Compliance and risk management is the process of following or complying with all applicable laws, regulations, rules, and standards that apply to the company. Compliance is ensured through the design, development, and implementation of policies, processes, and procedures. The management develops such policies, processes, and procedures under the supervision of the Board of Directors.
The aim is to ensure that all applicable laws, rules, regulations, and standards are complied with in letter and spirit by all the employees. Regulatory compliance is a zero-tolerance area because the principles relate to fair dealing with clients and maintaining corporate transparency to retain the customers’ trust and the economy’s growth.
Compliance risk is the risk of non-compliance with applicable laws, regulations, rules, and standards that may lead to the penalties imposed by the regulators.
The company must manage compliance risk as part of overall risk management activities. Sufficient resources and internal controls must be designed and implemented to ensure that employees comply with regulatory and policy requirements.
Understanding Compliance and Risk Management
The understanding of compliance implies that a company organizes its processes, and in case of applicable regulatory requirements violations, the regulator may find the company or revoke its license. However, in recent years, the understanding of compliance has been complemented by adherence to the moral and ethical principles enshrined in the company code of conduct. The regulator does not impose a fine for violations of applicable regulatory requirements.
Still, losses may be so substantial that they inevitably lead to reputational and financial losses. Each such violation is a potential risk that can lead to negative consequences for the activity of a company. These risks will depend on a specific company, so that the potential consequences will differ. However, the risks can be managed.
The German regulator imposed a fine on the H&M retailer of 35 million euros for collecting and storing information about several hundred employees’ health, private life, and religious beliefs. The investigation lasted almost a year. The investigators concluded that this practice had existed in the company since 2014 and was used for making personnel decisions.
In addition to the fine, the company was forced to pay compensation to the employees whose data were collected and stored on the internal server. This case demonstrates consequences to business to which a breach of external compliance in terms of personal data protection and internal compliance concerning those principles the company committed itself to adhere to in its activity can lead.
A risk consists of two parts:
Consequences means the extent of losses in case of a negative event
Probability which shows how probable the occurrence of a negative event is in a certain prospect. For example, an attack on a company’s warehouse by a zombie army can have significant consequences. Still, the probability of such an event in the short term is so low that this risk is irrelevant. At the same time, the disruption of logistics chains of supply of raw materials also has significant consequences but already a medium probability, which makes this risk more relevant.
Non-compliance risks may arise in a significant number of areas of law, but most often, high risks occur in such areas as:
Anti-corruption legislation,
Anti-monopoly legislation and competition protection,
Labour legislation,
Money laundering,
Tax legislation,
Protection of personal data,
Export control, and
Environmental legislation.
That is why risk management for a company should start with these areas.
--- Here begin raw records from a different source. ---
PR #5408, opened 2018-10-16
Minor JNI/C fixes

dlon:
Discovered these while compiling with VC:
* gdx2d.c: use char* instead of void* for pointer arithmetic.
* gdx-box2d: fixed return type for jniSetMaxLength (should be void).


PokeMMO:
Looks good to me.

PokeMMO (commented):
Looks good to me.

PR #5413, opened 2018-10-18
flag "prefersHomeIndicatorAutoHidden" is now configurable

Tienisto:
On new iPhones, all modern games hide the home indicator. In LibGDX there should be this option too.


Tienisto:
This should be done

obigu:
@Tienisto Have you tested this? It doesn't even compile...

Tom-Ski:
My bad if it doesn't, PR builder should check this

ryanastout:
I ran the current version of gdx-setup.jar and included Ios-moe (which is unselected by default).  
moe-core.jar and moe-ios.jar were both downloaded locally. I copied these files into libgdx/backends/gdx-backend-moe/libs overwriting the old versions which were last updated in January 2017 (see https://github.com/libgdx/libgdx/tree/master/backends/gdx-backend-moe/libs  )
and then I was able to successfully do mvn install with my local changes to libgdx. 

So it seems like newer moe-core.jar and moe-ios.jar should be committed into the libgdx/backends/gdx-backend-moe/libs/ directory in order for this change not to break things?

The risk assessment is a tool to increase the effectiveness of introducing compliance. Without a risk assessment and analysis, a company may set wrong priorities, implement ineffective measures, and ignore high compliance risks. Ideally, compliance risk analysis should be performed at the beginning of the introduction of compliance, but in practice, it does not work. With the implementation of a risk-based approach, especially in case of a negative event, the company will be able to appeal to the fact that it has made sufficient efforts to avoid the compliance risk.
Final Thoughts
The detection, analysis, and control of financial, legal, strategic, and security threats to an organization’s strategic objectives is known as risk management. These threats or hazards can arise from a variety of sources, including financial insecurity, legal liability, strategic management failures, accidents, or natural disasters.
Compliance risks continue to be a major concern for any large organization. This is especially true for highly regulated industries like healthcare or banking, as well as publicly traded companies that are subject to extensive investor protection and securities laws.